= Climate policy of China =

The climate policy of the People's Republic of China has a massive impact on global climate change, as China is the largest emitter of greenhouse gases in the world. Chinese plans to abide by carbon emission reduction goals involves peaking greenhouse gas emissions before 2030, and achieving carbon neutrality before 2060. Due to the buildup of solar power and the burning of coal, Chinese energy policy is closely related to its climate policy. There is also policy to adapt to climate change. Ding Xuexiang represented China at the 2023 United Nations Climate Change Conference in 2023, and may be influential in setting climate policy.

Chinese domestic policy is largely decided at a local or provincial level, with some guidance being provided by the national government. As such, policies meant to regulate businesses are usually enforced by city or provincial governments. Business has a clear relation to China's policy as well, as the country's focus on economic growth has shaped its energy needs and population demographics towards urban consumption, and has opened the country up to international markets since the 1970s. Since then, China has had to find balance between economic growth and counteracting climate change, which some claim that they lean towards the former.
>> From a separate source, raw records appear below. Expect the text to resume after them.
PR #222, opened 2021-12-14
Euclid requisites -- CAMB & CLASS

JesusTorrado:
- [x] Omega_b|cdm|nu_massive(z)
  - [x] CAMB
  - [x] CLASS
  - [x] add test
- [x] extrap_kmin for P(k,z) interpolator (common for CLASS and CAMB)
- [x] `angular_diameter_distance_2`
  - [x]  pooling and requesting values
  - [x] CAMB
  - [x] CLASS
  - [x] add test
- [x] CLASS: sigma8(z) -- restore test
- [x] CLASS: fsigma8(z) -- restore test
- [x] try to incorporate https://github.com/CobayaSampler/cobaya/pull/95
- [x] CLASS: Pk_Weyl -- test
- [x] CLASS: Remove `Pk_max` 1.5 factor
- [ ] CLASS: last neutrino case fails in GUI
- [x] CLASS: update to 3.1.X (devel for now)
- [x] Update CHANGELOG

Other:
- [x] added ``--minimize`` flag to ``cobaya-run``

### DIFF
--- a/cobaya/theories/camb/camb.py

There is a debate surrounding China's economic responsibilities in terms of climate change mitigation and efforts to mitigate climate change within China. In 2006, China surpassed the United States as the country with the highest total carbon dioxide (CO_{2}) emissions rate. As climate change is a crisis that affects the world at large, China has made international collaborations through the Paris Agreement and the Kyoto Protocol. Additionally, China's status as a world superpower has created unique relationships with other world superpowers, such as the United States. This, naturally, extends to their roles in action against the climate crisis, and thus developments in American climate policies stand to shape China's as well.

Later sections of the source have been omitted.